Top of EXERCISE MATERIALS
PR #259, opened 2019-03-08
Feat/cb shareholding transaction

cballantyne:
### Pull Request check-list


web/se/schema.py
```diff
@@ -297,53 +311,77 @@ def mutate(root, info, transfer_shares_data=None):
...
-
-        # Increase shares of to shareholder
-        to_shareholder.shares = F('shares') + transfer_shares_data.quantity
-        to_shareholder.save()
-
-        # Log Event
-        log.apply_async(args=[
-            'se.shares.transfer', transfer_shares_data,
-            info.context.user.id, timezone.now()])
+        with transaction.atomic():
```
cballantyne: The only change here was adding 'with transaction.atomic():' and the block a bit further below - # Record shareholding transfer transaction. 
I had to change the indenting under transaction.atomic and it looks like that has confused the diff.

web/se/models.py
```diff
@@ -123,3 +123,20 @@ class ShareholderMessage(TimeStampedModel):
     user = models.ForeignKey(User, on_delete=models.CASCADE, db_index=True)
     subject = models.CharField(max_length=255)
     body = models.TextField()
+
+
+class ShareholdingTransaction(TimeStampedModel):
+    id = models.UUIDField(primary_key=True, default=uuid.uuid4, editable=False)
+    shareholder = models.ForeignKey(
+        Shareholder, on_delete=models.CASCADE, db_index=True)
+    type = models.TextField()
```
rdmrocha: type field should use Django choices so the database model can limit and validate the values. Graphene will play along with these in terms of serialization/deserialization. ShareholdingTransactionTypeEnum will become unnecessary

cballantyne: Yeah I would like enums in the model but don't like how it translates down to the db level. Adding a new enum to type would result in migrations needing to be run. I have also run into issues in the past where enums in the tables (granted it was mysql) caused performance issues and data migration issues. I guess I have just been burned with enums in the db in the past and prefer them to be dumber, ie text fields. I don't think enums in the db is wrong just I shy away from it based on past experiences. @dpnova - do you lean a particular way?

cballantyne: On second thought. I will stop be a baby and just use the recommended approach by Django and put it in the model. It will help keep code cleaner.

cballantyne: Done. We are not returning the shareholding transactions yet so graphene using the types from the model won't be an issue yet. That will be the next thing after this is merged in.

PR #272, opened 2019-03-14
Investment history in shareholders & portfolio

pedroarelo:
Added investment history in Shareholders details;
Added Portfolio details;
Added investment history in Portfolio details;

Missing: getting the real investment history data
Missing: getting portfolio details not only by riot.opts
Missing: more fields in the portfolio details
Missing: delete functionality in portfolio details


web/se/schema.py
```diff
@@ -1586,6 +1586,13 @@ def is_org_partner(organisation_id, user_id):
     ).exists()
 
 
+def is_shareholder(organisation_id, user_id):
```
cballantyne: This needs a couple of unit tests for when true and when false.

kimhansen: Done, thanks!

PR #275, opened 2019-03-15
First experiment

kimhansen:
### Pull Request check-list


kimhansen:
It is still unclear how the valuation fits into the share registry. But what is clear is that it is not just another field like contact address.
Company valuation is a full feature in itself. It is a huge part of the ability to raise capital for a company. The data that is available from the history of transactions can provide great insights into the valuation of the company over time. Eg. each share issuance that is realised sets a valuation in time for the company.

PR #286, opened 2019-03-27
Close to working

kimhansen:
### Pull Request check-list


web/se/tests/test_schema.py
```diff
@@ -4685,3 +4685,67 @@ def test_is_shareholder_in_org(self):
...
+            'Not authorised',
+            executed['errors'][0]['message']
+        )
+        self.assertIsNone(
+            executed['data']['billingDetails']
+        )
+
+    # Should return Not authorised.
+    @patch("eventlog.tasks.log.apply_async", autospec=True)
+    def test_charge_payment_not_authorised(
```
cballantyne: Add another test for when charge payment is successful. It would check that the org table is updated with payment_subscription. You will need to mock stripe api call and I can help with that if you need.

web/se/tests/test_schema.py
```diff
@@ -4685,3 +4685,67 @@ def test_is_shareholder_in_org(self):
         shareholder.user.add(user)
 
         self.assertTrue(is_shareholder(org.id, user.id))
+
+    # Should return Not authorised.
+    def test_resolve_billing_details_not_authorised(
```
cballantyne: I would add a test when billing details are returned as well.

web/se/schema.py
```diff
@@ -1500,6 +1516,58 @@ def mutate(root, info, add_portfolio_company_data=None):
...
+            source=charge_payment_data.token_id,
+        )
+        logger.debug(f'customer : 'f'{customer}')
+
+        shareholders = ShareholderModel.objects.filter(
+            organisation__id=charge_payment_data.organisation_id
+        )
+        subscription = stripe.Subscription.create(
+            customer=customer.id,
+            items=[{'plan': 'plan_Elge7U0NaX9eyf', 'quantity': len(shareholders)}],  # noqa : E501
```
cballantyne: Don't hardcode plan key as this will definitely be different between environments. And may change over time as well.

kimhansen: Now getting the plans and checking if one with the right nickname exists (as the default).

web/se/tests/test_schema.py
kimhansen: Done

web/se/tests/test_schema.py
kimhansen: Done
Bottom of EXERCISE MATERIALS
INSTRUCTIONS TO FOLLOW: A complete, exact copy of the entries is required.

WORKED SOLUTION:
PR #259, opened 2019-03-08
Feat/cb shareholding transaction

cballantyne:
### Pull Request check-list


web/se/schema.py
```diff
@@ -297,53 +311,77 @@ def mutate(root, info, transfer_shares_data=None):
...
-
-        # Increase shares of to shareholder
-        to_shareholder.shares = F('shares') + transfer_shares_data.quantity
-        to_shareholder.save()
-
-        # Log Event
-        log.apply_async(args=[
-            'se.shares.transfer', transfer_shares_data,
-            info.context.user.id, timezone.now()])
+        with transaction.atomic():
```
cballantyne: The only change here was adding 'with transaction.atomic():' and the block a bit further below - # Record shareholding transfer transaction. 
I had to change the indenting under transaction.atomic and it looks like that has confused the diff.

web/se/models.py
```diff
@@ -123,3 +123,20 @@ class ShareholderMessage(TimeStampedModel):
     user = models.ForeignKey(User, on_delete=models.CASCADE, db_index=True)
     subject = models.CharField(max_length=255)
     body = models.TextField()
+
+
+class ShareholdingTransaction(TimeStampedModel):
+    id = models.UUIDField(primary_key=True, default=uuid.uuid4, editable=False)
+    shareholder = models.ForeignKey(
+        Shareholder, on_delete=models.CASCADE, db_index=True)
+    type = models.TextField()
```
rdmrocha: type field should use Django choices so the database model can limit and validate the values. Graphene will play along with these in terms of serialization/deserialization. ShareholdingTransactionTypeEnum will become unnecessary

cballantyne: Yeah I would like enums in the model but don't like how it translates down to the db level. Adding a new enum to type would result in migrations needing to be run. I have also run into issues in the past where enums in the tables (granted it was mysql) caused performance issues and data migration issues. I guess I have just been burned with enums in the db in the past and prefer them to be dumber, ie text fields. I don't think enums in the db is wrong just I shy away from it based on past experiences. @dpnova - do you lean a particular way?

cballantyne: On second thought. I will stop be a baby and just use the recommended approach by Django and put it in the model. It will help keep code cleaner.

cballantyne: Done. We are not returning the shareholding transactions yet so graphene using the types from the model won't be an issue yet. That will be the next thing after this is merged in.

PR #272, opened 2019-03-14
Investment history in shareholders & portfolio

pedroarelo:
Added investment history in Shareholders details;
Added Portfolio details;
Added investment history in Portfolio details;

Missing: getting the real investment history data
Missing: getting portfolio details not only by riot.opts
Missing: more fields in the portfolio details
Missing: delete functionality in portfolio details


web/se/schema.py
```diff
@@ -1586,6 +1586,13 @@ def is_org_partner(organisation_id, user_id):
     ).exists()
 
 
+def is_shareholder(organisation_id, user_id):
```
cballantyne: This needs a couple of unit tests for when true and when false.

kimhansen: Done, thanks!

PR #275, opened 2019-03-15
First experiment

kimhansen:
### Pull Request check-list


kimhansen:
It is still unclear how the valuation fits into the share registry. But what is clear is that it is not just another field like contact address.
Company valuation is a full feature in itself. It is a huge part of the ability to raise capital for a company. The data that is available from the history of transactions can provide great insights into the valuation of the company over time. Eg. each share issuance that is realised sets a valuation in time for the company.

PR #286, opened 2019-03-27
Close to working

kimhansen:
### Pull Request check-list


web/se/tests/test_schema.py
```diff
@@ -4685,3 +4685,67 @@ def test_is_shareholder_in_org(self):
...
+            'Not authorised',
+            executed['errors'][0]['message']
+        )
+        self.assertIsNone(
+            executed['data']['billingDetails']
+        )
+
+    # Should return Not authorised.
+    @patch("eventlog.tasks.log.apply_async", autospec=True)
+    def test_charge_payment_not_authorised(
```
cballantyne: Add another test for when charge payment is successful. It would check that the org table is updated with payment_subscription. You will need to mock stripe api call and I can help with that if you need.

web/se/tests/test_schema.py
```diff
@@ -4685,3 +4685,67 @@ def test_is_shareholder_in_org(self):
         shareholder.user.add(user)
 
         self.assertTrue(is_shareholder(org.id, user.id))
+
+    # Should return Not authorised.
+    def test_resolve_billing_details_not_authorised(
```
cballantyne: I would add a test when billing details are returned as well.

web/se/schema.py
```diff
@@ -1500,6 +1516,58 @@ def mutate(root, info, add_portfolio_company_data=None):
...
+            source=charge_payment_data.token_id,
+        )
+        logger.debug(f'customer : 'f'{customer}')
+
+        shareholders = ShareholderModel.objects.filter(
+            organisation__id=charge_payment_data.organisation_id
+        )
+        subscription = stripe.Subscription.create(
+            customer=customer.id,
+            items=[{'plan': 'plan_Elge7U0NaX9eyf', 'quantity': len(shareholders)}],  # noqa : E501
```
cballantyne: Don't hardcode plan key as this will definitely be different between environments. And may change over time as well.

kimhansen: Now getting the plans and checking if one with the right nickname exists (as the default).

web/se/tests/test_schema.py
kimhansen: Done

web/se/tests/test_schema.py
kimhansen: Done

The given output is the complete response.